The description adds meaningful context for the single parameter 'title' by explaining that it 'can be found in title field of the search results,' which clarifies its source and usage. Since schema description coverage is 0% and there's only one parameter, this compensates well, though it doesn't detail format constraints like case sensitivity or special characters.

Input schemas describe structure but not intent. Descriptions should explain non-obvious parameter relationships and valid value ranges.

Purpose4/5

Does the description clearly state what the tool does and how it differs from similar tools?

The description clearly states the action ('Get a page') and resource ('from mediawiki.org'), making the purpose immediately understandable. However, it doesn't explicitly differentiate from the sibling 'search' tool, which appears to be a related but distinct operation for finding pages rather than retrieving specific content.

Agents choose between tools based on descriptions. A clear purpose with a specific verb and resource helps agents select the right tool.

Usage Guidelines2/5

Does the description explain when to use this tool, when not to, or what alternatives exist?
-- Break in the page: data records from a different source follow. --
PR #243, opened 2023-03-09
Add timedRun to prevent async operations from hanging

### LINKED ISSUE #239: Add timeouts to all async operations that could potentially hang
To make the crawler more resilient, we should have timeouts on all operations that could potentially hang, this includes any network request or browser communication (even though that we don't expect to hang).

Perhaps most async calls should be wrapped in something like `await timedRun(promise, timeout, "Timeout Message")` which would log the timeout and return null..

tw4l:
Fixes #239 

`timedRun` is not applied to Puppeteer methods likely to time out such as `page.goto()`, as Puppeteer has its own timeouts for these methods, as described here: https://stackoverflow.com/a/58001115.


ikreymer:
Great! Also should wrap the couple other places currently using `Promise.race` directly with timedRun, I think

The description provides no guidance on when to use this tool versus alternatives like the 'search' sibling. It mentions that titles 'can be found in title field of the search results,' which hints at a workflow but doesn't explicitly state when to choose get_page over search or other potential tools.

Agents often have multiple tools that could apply. Explicit usage guidance like "use X instead of Y when Z" prevents misuse.